[Start of section]
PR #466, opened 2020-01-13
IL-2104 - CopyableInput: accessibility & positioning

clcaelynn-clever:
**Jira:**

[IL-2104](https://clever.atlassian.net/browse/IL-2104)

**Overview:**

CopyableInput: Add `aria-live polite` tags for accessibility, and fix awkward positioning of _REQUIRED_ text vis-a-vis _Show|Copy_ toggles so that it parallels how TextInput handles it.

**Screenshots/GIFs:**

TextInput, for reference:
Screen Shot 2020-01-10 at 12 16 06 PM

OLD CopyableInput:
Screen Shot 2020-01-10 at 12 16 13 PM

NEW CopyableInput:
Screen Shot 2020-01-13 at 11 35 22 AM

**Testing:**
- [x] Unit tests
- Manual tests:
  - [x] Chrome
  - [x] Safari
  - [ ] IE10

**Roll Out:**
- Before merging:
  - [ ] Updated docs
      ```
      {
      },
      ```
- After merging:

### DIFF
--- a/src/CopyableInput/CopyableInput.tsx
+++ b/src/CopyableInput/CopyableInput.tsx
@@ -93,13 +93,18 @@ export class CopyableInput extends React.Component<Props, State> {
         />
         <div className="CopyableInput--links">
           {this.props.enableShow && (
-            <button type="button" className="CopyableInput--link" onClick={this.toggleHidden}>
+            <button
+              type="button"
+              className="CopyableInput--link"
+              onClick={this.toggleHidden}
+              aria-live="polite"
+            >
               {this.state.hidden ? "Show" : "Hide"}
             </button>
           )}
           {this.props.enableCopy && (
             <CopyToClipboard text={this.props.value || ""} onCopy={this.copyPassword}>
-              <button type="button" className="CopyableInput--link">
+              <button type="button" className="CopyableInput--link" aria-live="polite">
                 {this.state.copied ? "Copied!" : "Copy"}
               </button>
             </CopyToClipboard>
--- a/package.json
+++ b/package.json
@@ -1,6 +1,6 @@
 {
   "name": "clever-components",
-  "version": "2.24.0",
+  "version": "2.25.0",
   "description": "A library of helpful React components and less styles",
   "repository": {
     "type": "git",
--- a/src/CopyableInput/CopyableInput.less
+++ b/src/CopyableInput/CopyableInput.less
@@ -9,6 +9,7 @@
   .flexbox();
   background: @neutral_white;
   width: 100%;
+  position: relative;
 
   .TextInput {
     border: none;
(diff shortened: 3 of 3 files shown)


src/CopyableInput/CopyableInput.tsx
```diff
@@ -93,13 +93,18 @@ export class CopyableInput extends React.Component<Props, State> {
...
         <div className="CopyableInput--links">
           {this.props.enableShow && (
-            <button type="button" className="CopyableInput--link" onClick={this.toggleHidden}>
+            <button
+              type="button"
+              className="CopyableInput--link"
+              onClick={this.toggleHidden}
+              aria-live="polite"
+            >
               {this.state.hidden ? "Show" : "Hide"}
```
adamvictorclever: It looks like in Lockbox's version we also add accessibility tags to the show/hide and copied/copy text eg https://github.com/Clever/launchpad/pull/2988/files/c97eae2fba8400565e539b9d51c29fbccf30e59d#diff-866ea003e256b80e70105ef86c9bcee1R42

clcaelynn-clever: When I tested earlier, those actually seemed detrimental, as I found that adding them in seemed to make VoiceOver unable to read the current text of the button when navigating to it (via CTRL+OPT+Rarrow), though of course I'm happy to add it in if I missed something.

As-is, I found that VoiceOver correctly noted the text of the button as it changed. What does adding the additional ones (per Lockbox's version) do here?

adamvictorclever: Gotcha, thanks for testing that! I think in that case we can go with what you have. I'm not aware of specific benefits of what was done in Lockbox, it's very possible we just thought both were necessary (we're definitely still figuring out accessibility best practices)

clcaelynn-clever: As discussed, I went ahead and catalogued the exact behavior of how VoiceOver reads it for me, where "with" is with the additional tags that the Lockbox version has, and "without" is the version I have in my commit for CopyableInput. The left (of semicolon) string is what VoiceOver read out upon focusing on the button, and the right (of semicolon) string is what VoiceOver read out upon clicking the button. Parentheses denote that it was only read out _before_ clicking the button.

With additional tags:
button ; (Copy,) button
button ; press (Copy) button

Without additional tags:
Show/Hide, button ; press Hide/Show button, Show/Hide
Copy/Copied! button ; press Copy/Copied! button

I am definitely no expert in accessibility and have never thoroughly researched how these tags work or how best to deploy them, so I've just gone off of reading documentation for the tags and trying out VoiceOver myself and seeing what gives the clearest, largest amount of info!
[End of section]
[Start of section]
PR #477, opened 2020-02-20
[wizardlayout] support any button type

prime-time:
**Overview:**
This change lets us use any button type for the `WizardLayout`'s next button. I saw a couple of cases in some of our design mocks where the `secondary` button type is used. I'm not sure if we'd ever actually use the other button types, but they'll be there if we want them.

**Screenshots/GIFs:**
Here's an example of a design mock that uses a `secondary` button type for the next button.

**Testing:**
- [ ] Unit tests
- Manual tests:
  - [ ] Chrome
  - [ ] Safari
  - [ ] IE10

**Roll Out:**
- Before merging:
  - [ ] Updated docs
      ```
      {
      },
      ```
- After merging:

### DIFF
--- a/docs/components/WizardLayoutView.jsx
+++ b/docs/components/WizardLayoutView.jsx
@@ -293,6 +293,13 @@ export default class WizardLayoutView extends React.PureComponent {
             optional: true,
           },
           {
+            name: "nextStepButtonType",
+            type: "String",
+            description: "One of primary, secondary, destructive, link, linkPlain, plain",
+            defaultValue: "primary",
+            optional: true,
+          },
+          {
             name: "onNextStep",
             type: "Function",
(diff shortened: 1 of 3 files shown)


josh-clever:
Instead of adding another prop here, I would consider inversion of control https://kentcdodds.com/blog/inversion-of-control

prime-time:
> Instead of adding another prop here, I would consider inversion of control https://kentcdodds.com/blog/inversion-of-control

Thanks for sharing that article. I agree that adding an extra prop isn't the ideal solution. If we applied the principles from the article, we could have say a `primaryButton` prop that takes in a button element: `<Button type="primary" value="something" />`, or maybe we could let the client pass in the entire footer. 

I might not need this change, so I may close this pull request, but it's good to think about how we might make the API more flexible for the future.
[End of section]
[Start of section]
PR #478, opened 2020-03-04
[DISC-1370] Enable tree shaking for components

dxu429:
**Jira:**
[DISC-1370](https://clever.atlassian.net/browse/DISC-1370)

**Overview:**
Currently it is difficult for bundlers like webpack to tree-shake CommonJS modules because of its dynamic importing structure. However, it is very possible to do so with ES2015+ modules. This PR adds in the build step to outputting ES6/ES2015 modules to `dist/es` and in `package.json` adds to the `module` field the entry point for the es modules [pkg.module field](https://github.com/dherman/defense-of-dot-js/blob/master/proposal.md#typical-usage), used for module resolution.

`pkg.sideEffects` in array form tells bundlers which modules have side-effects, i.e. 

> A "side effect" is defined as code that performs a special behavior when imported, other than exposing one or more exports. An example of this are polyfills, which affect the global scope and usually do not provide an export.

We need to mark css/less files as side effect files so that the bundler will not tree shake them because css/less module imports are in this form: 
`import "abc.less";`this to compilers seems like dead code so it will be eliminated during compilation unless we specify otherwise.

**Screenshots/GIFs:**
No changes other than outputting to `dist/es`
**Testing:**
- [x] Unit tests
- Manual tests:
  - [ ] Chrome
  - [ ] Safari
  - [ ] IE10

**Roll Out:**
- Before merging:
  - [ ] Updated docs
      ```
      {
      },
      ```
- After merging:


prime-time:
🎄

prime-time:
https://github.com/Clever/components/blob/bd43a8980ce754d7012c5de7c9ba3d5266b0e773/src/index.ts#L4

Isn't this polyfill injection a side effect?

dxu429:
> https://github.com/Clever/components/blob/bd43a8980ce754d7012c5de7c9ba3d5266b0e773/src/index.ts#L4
[End of section]
■ What is required ■
Lines from the entries that contain the string "inversion" must be found and copied.

■ Answer to the problem ■
Instead of adding another prop here, I would consider inversion of control https://kentcdodds.com/blog/inversion-of-control
> Instead of adding another prop here, I would consider inversion of control https://kentcdodds.com/blog/inversion-of-control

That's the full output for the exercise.